У Немцова-губернатора был бешеный рейтинг. Он нравился Борису Ельцину, и «дедушка» посматривал в его сторону как на потенциального преемника. В начале 1996-го, когда у Бориса Николаевича рейтинг стремился к нулю, а у его оппонентов Зюганова и Жириновского оставался как минимум устойчивым, Егор Гайдар ездил в Нижний Новгород к Борису Немцову уговаривать его выдвигаться в президенты.
Немцов категорически отказывался, говорил, что ему в Москве так нехорошо, что «начинает болеть живот». Потом в столицу его все-таки вытащили, чуть ли не силком, тогда уговаривать его моталась в Нижний лично дочь президента Татьяна Дьяченко. И весной 1997 года Борис Немцов стал вице-премьером в правительстве «младореформаторов». Где и сжег свою харизму и спалил свой рейтинг.
Запомнилось пересаживание чиновников на «Волги», а вообще говоря, тогда они с Анатолием Чубайсом подготовили программу структурных реформ, которая не реализована до сих пор, что стоило в результате стране нынешнего спада и депрессии в экономике. В частности, Немцов лично готовил указ о реформе естественных монополий. В итоге эти «противоестественные монополии», не будучи реформированными, доедают остатки конкурентного экономического потенциала страны.
А рейтинг вице-премьера добили господа олигархи, не простившие Чубайсу и Немцову честного аукциона по продаже «Связьинвеста» и ставшие валить правительство «младореформаторов» с помощью беспрецедентной по масштабу информационной войны.
Кстати, на «Волги» было бы неплохо пересадить и нынешних чиновников. В рамках экономии бюджетных средств. И кампании по воспитанию патриотизма.
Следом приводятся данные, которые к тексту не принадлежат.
PR #9329, opened 2018-11-22
Fix connect timeout not being enforced

Gargron:
The loop was catching the timeout exception that should stop execution, so the next IP would no longer be within a timed block, which led to requests taking much longer than 10 seconds.

Regression from #6813

Now, the total timeout is 1 second for DNS look-up, and 10 seconds for socket opening, wherein 2 IPs are tried one after the other within those 10 seconds. So if there is only one IP, we wait 10 seconds, if there's two IPs, we wait 5 seconds each.

### DIFF
--- a/app/lib/request.rb
+++ b/app/lib/request.rb
@@ -139,16 +139,21 @@ class Request
   class Socket < TCPSocket
     class << self
       def open(host, *args)
-        return super host, *args if thru_hidden_service? host
+        return super(host, *args) if thru_hidden_service?(host)
+
         outer_e = nil
+
         Addrinfo.foreach(host, nil, nil, :SOCK_STREAM) do |address|
           begin
-            raise Mastodon::HostValidationError if PrivateAddressCheck.private_address? IPAddr.new(address.ip_address)
-            return super address.ip_address, *args
+            raise Mastodon::HostValidationError if PrivateAddressCheck.private_address?(IPAddr.new(address.ip_address))
+            return super(address.ip_address, *args)
+          rescue HTTP::TimeoutError => e
+            raise e
           rescue => e
             outer_e = e
           end
         end
+
         raise outer_e if outer_e
       end
 
--- a/app/lib/request.rb
+++ b/app/lib/request.rb
@@ -146,7 +146,7 @@ class Request
         time_slot = 10.0 / addresses.size
 
         addresses.each do |address|
-          ::Timeout::timeout(time_slot, HTTP::TimeoutError) do
+          ::Timeout.timeout(time_slot, HTTP::TimeoutError) do
             begin
               raise Mastodon::HostValidationError if PrivateAddressCheck.private_address?(IPAddr.new(address.ip_address))
               return super(address.ip_address, *args)
--- a/app/lib/request.rb
+++ b/app/lib/request.rb
@@ -146,13 +146,14 @@ class Request
         time_slot = 10.0 / addresses.size
 
         addresses.each do |address|
-          ::Timeout.timeout(time_slot, HTTP::TimeoutError) do
-            begin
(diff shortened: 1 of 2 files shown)


Gargron:
cc @rtucker @akihikodaki

ThibG:
This raises an exception and stops trying to connect at the first IP that timeouts, right?
If so, that negates any benefit from #6813

Gargron:
@Thibg The alternative is that it moves to the 2nd IP and then never times out (measured 120 seconds in a test before something times out somehow (on 2nd IP after first, specifically))

Gargron:
We can put a Timeout::timeout in the foreach block, but then I think we should also limit the maximum number of iterated IPs, and scale individual timeouts such that the total does not exceed 10s.

ThibG:
@Gargron outch. In this case, yeah, that's probably better for now, but we ought to find a better way.

akihikodaki (approved):

rtucker:
Yeah, doing it on the full block is probably best.  The downside of this PR is that it's fixing reachability to one set of broken instances while breaking reachability to another set of broken instances.

I'd oppose merging this until it can be properly fixed, but, well, too late now.

nightpool:
@rtucker it hasn't been merged yet.


I would generally oppose merging this but I think that on balance it's better to have stricter timeouts then it is to have perfect reachability, especially if it's going to be dependent on stuff like DNS order anyways.

Gargron:
`Timeout::timeout` spawns a thread so the less we use it, the better... So if I move the timeout to within the loop, I'd want to make sure the `HTTP::Timeout#connect` method doesn't also call it. I remember reading that `Timeout::timeout` calls the block directly if passed a 0, so that's probably what I will have to do...

app/lib/request.rb
```diff
@@ -94,7 +94,7 @@ def key_id
   end
 
   def timeout
-    { connect: 10, read: 10, write: 10 }
+    { connect: nil, read: 10, write: 10 }
```
Gargron: `Timeout.timeout(nil)` yields the block immediately, without spawning any threads

app/lib/request.rb
```diff
@@ -139,16 +139,23 @@ def body_with_limit(limit = 1.megabyte)
...
-        Addrinfo.foreach(host, nil, nil, :SOCK_STREAM) do |address|
-          begin
-            raise Mastodon::HostValidationError if PrivateAddressCheck.private_address? IPAddr.new(address.ip_address)
-            return super address.ip_address, *args
-          rescue => e
-            outer_e = e
+        return super(host, *args) if thru_hidden_service?(host)
+
+        outer_e   = nil
+        addresses = Addrinfo.getaddrinfo(host, nil, nil, :SOCK_STREAM).take(2)
```
Gargron: Why 2: AAAA, A is the most common use case. Spawning threads is not cheap, `Timeout.timeout` spawns threads, so we don't want to spawn more than 2 (one more than before)

rtucker:
I've had coffee now, and yeah, this seems reasonable.  :)

ClearlyClaire (approved):

staticsafe:
Hey y'all,

I noticed that this change is causing a change in address family preference, I noticed mastodon.social switching over to IPv4 for outbound federation as opposed to using IPv6 preferred if available.

148.251.134.157 - - [22/Nov/2018:22:57:32 +0000] "POST /inbox HTTP/1.1" 202 36 "-" "http.rb/3.3.0 (Mastodon/2.6.1; +https://mastodon.social/)"

That seems to be a regression, is this some sort of default behaviour in Resolv::DNS, if so can we change this behaviour?

Eriner:
@Gargron, any chance I can be credited in the release notes for reporting this issue?

Eriner:
This issue (and #9381) have been assigned CVE-2018-21018, which was resolved with Mastodon release v2.6.3.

Немцов был очень хорошим управленцем. Совещания вел жестче и четче нынешних государственных начальников, с очень внятным целеполаганием. Что, впрочем, не спасло партийный проект либералов СПС, который он возглавил.
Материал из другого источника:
PR #9348, opened 2018-11-25
check_boxes label should use display: inline-block

takayamaki:
Check boxes labels of chosen language in `/settings/preferences` are too wide.
It cause accidentally click.
Users said to me about this, "Public timeline does not work."

|before|after|
|:-:|:-:|
|2018-11-25-232203_1920x983_scrot|2018-11-25-232133_1920x983_scrot|

### DIFF
--- a/app/javascript/styles/mastodon/forms.scss
+++ b/app/javascript/styles/mastodon/forms.scss
@@ -266,7 +266,7 @@ code {
         font-family: inherit;
         font-size: 14px;
         color: $primary-text-color;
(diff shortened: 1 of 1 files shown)


Gargron (approved):

mayaeh (approved):

fvh-P:
This modification is not bad, however, first of all, it should stop putting a lot of check boxes.
Now the LANGUAGES preference is taking up a lot of space in the preferences page...

PR #11219, opened 2019-07-01
Change domain block behaviour to prevent creation of accounts from suspended domains

Gargron:


app/services/activitypub/process_account_service.rb
```diff
@@ -15,6 +15,8 @@ def call(username, domain, json, options = {})
     @domain      = domain
     @collections = {}
 
+    return if auto_suspend?
```
ThibG: Maybe we should bail out only if the account isn't known already, and not when processing updates to already-known accounts? Tbh I'm not sure about the implications of this.

ClearlyClaire (approved):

После поражения либералов в 2003 году, ареста Михаила Ходорковского и окончательной смены курса власти Немцов принимал участие в попытках реанимации партии, но потом честно констатировал: «Выбирая между политической проституцией и смертью, мы выбрали смерть». Именно тогда Немцов перестал носить галстуки. И превратился из полуполитика-получиновника, из «провинциала в Москве» в «бунтаря». Кажется, в первый раз его повязали в Питере в 2007-м на «Марше несогласных». И пошло-поехало…
Не состоялся президент. Был вышвырнут из легальной политики настоящий политик. А потом его убили. Биография Немцова словно отмеряла отрезки деградации российской политики, веху за вехой.
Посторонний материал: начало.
PR #11241, opened 2019-07-05
Fix BackupService crashing when an attachment is missing

ClearlyClaire:
For various reasons such as admin error or out-of-sync media and
database backups, it might be possible for local attachments to be lost.

This commit allows the BackupService to continue its work even if some media
file is missing.

### DIFF
--- a/app/services/backup_service.rb
+++ b/app/services/backup_service.rb
@@ -142,5 +142,7 @@ class BackupService < BaseService
         io.write(buffer)
       end
     end
+  rescue Errno::ENOENT
+    Rails.logger.warn "Error making a backup for attachment #{attachment}"
   end
 end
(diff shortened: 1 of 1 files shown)


app/services/backup_service.rb
```diff
@@ -142,5 +142,7 @@ def download_to_tar(tar, attachment, filename)
         io.write(buffer)
       end
     end
+  rescue Errno::ENOENT
+    Rails.logger.warn "Error making a backup for attachment #{attachment}"
```
Gargron: Not sure if the string output of `attachment` is useful information..

ThibG: Hm, changed to display the filename (which really is the file path) instead

Gargron (approved):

Если у смерти есть масштаб, а он измеряется историей, не сегодняшним отношением к событию, то кончина Немцова сопоставима со смертью другого человека, изменившего Россию, – Егора Гайдара.
После таких смертей и политических убийств в странах меняются мозги людей, разворачивается политическая ситуация, даже политика властей. Уверен, что у нас будет не так. У нас – тефлоновое, агрессивное и парадоксальным образом одновременно индифферентное ко всему общество. Не изменится ничего. В том числе и та атмосфера в государстве, которая и привела к убийству Немцова, «национал-предателя», никуда не уезжавшего из страны и остававшегося ее едва ли не последним искренним и неравнодушным политиком.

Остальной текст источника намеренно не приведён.